Goal of the exercise =
Which lines hold the string "extension"? Copy each of them from the material below.

·····

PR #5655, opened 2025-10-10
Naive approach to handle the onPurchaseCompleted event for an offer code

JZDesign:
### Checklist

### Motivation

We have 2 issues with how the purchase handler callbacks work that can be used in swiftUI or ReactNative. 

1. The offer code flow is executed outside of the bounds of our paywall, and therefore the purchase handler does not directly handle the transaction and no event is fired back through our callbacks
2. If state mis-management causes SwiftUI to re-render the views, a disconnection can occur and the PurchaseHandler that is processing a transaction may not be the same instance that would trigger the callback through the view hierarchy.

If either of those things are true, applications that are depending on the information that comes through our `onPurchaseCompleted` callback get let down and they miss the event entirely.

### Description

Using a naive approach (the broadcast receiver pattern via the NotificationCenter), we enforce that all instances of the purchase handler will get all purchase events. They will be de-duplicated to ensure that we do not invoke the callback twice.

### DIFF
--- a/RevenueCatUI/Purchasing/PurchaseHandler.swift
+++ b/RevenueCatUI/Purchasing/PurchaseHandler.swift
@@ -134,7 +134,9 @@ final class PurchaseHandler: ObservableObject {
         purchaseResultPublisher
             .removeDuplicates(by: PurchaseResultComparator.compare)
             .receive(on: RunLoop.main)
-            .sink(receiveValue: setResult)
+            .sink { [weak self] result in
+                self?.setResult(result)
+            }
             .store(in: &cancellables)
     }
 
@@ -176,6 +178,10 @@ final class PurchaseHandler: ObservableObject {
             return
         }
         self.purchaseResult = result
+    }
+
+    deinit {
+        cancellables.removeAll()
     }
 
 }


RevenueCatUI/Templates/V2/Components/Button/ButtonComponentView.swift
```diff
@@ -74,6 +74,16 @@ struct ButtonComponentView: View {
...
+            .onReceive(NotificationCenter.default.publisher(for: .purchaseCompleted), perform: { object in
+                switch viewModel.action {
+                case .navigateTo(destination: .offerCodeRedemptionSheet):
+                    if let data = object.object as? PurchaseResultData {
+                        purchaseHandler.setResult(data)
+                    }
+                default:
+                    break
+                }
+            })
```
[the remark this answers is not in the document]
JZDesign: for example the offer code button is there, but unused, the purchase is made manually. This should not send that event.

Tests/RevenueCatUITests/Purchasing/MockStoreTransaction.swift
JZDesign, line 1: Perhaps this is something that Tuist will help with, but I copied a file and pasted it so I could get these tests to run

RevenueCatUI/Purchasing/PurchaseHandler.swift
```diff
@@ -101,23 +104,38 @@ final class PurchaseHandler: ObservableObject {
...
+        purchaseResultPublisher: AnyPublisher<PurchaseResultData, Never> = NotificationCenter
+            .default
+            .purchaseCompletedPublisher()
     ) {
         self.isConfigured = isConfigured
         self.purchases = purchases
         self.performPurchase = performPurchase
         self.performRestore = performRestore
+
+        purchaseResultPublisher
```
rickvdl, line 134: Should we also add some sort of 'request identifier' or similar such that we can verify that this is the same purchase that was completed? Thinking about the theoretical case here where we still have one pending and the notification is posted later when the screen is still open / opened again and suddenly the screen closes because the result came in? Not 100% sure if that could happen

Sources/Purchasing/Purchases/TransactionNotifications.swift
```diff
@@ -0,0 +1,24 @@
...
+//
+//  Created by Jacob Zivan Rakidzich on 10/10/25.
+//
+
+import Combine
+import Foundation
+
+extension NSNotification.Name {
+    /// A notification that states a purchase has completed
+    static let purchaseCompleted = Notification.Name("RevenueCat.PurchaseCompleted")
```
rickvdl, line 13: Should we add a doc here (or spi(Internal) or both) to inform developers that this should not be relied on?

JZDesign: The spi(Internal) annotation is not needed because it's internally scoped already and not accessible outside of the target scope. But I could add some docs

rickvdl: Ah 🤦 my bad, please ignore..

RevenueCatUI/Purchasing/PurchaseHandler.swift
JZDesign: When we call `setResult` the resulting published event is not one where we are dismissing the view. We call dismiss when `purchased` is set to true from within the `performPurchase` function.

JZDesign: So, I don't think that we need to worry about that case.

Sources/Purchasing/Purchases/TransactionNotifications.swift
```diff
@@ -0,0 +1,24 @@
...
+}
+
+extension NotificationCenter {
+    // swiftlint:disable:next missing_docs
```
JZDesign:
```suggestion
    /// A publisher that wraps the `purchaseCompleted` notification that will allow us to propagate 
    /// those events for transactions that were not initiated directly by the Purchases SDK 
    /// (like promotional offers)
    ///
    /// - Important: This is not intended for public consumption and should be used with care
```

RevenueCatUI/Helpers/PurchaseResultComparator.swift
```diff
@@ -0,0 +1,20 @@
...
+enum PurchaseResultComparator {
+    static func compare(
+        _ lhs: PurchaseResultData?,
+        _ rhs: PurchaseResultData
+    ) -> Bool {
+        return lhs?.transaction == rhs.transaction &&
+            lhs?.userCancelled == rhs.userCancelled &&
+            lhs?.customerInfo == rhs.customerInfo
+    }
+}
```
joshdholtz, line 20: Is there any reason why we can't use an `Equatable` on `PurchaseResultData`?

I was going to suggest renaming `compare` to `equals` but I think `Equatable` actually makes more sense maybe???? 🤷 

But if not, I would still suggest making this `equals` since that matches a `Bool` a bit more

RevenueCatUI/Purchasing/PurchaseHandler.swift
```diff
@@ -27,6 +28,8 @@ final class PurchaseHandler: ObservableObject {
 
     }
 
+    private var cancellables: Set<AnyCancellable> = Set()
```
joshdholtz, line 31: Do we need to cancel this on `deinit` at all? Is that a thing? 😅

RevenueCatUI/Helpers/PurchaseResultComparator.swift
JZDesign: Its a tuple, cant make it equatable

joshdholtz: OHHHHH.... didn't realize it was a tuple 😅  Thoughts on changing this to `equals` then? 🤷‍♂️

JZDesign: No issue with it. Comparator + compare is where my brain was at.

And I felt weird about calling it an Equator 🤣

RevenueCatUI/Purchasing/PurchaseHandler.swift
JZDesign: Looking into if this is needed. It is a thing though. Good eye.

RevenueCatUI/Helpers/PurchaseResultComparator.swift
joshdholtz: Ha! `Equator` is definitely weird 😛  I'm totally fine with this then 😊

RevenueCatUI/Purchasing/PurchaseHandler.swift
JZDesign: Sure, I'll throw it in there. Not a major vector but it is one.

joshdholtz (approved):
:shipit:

·····

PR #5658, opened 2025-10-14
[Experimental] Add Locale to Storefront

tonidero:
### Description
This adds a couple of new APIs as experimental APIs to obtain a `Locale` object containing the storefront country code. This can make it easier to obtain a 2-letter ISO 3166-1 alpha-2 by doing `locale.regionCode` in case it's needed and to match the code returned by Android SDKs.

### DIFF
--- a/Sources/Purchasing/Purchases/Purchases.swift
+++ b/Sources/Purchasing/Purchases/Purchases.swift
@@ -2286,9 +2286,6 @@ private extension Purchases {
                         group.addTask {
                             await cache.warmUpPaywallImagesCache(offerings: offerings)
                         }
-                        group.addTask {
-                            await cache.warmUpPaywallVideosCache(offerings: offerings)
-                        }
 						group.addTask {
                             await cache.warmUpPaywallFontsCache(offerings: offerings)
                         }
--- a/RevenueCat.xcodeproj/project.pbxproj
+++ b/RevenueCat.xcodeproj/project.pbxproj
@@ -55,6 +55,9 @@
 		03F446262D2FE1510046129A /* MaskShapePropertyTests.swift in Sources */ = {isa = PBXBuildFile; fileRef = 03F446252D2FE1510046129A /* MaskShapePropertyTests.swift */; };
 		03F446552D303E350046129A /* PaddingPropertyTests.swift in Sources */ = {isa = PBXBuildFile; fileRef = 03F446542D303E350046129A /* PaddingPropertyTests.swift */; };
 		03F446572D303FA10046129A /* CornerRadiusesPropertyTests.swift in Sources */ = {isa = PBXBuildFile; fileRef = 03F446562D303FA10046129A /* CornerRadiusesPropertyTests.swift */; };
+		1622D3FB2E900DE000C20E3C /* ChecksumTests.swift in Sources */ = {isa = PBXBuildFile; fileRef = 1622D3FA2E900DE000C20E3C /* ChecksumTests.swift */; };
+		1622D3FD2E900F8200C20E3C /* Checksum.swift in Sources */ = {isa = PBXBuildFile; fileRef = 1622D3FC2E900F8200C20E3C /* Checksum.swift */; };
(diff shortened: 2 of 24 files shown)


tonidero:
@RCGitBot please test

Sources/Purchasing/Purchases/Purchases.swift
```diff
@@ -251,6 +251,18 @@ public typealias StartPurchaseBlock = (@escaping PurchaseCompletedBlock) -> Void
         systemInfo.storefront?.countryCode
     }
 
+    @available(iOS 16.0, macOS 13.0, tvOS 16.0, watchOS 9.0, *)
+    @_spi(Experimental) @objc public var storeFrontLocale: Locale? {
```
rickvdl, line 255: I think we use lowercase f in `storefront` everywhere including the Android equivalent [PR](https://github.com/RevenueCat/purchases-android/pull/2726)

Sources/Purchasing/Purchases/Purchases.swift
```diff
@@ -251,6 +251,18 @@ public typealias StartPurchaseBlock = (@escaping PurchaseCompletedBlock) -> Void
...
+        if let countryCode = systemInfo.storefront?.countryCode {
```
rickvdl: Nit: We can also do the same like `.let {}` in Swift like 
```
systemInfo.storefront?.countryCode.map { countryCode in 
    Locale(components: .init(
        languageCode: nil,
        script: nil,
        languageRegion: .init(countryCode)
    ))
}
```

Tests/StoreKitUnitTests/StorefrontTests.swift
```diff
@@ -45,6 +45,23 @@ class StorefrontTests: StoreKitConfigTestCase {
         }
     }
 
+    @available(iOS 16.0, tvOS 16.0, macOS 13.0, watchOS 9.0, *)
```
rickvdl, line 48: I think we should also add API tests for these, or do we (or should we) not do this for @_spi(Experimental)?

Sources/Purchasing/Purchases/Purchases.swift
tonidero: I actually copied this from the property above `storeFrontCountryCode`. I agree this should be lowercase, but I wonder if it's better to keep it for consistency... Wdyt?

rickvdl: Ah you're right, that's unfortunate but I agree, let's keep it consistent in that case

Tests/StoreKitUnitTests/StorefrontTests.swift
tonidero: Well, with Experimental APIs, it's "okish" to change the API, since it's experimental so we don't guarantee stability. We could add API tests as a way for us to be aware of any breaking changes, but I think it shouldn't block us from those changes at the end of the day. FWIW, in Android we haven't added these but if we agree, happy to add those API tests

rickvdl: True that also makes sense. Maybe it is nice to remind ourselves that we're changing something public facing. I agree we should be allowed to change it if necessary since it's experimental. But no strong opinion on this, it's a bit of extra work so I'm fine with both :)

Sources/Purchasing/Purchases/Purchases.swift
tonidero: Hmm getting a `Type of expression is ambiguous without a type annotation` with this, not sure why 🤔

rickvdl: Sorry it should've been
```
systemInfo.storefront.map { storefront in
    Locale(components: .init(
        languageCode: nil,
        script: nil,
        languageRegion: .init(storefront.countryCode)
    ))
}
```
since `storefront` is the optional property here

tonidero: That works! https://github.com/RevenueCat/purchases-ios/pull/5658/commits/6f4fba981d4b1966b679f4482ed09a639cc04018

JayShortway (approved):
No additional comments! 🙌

·····

Result of the exercise =
+extension NSNotification.Name {
+extension NotificationCenter {
@@ -2286,9 +2286,6 @@ private extension Purchases {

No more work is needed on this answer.